Feb 23, 2026 10:28 AM ET
  • HL220 supercharges inverted perovskite cells: smoother interfaces, faster electrons, 26.44% PCE, 85.2% FF, 22.93% on 15 cm²—94.1% retained after 450 hours. Alcohol-processable, silver-synergistic, scale-ready.
HL220 Interlayer Lifts Inverted Perovskites Above 26%

Researchers at Shenzhen University and Ocean University of China unveiled HL220, a small-molecule cathode interfacial layer for inverted (p–i–n) perovskite solar cells that tackles energy-level mismatch, defect formation and electrode degradation.
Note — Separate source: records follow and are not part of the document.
PR #849, opened 2024-03-22
PORTALS-3004

jay-hodgson:


jay-hodgson:
Screen Shot 2024-03-22 at 10 15 31 AM

And existing NF portal (that has background assets) renders properly:
Screen Shot 2024-03-22 at 10 14 37 AM

packages/synapse-react-client/src/components/Goals/Goals.tsx
```diff
@@ -69,24 +69,21 @@ export const Goals: React.FC<GoalsProps> = (props: GoalsProps) => {
         const assets = (queryResultBundle?.queryResult!.queryResults.rows.map(
           el => el.values[assetColumnIndex],
         ) ?? []) as string[]
-        if (assets.some(asset => asset === null)) {
```
jay-hodgson, line 72: We filter out all nulls, so this warning no longer makes sense

hallieswan (approved):
Looks great!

The D–A–D–A–D fused-ring molecule shows strong conjugation with dual absorption at ~544/580 nm, is alcohol-processable, and forms smooth, cohesive films on PCBM, reducing roughness and improving wettability. Analyses indicate suppressed interfacial recombination and lower series resistance.

HL220 chemically interacts with silver to lower its work function, cutting the PCBM/Ag electron-extraction barrier and boosting charge transfer. Devices reached 26.44% PCE with 85.2% FF; a 15 cm² module delivered 22.93%. Unencapsulated cells retained 94.1% after 450 hours of illumination, signaling durability and scalability.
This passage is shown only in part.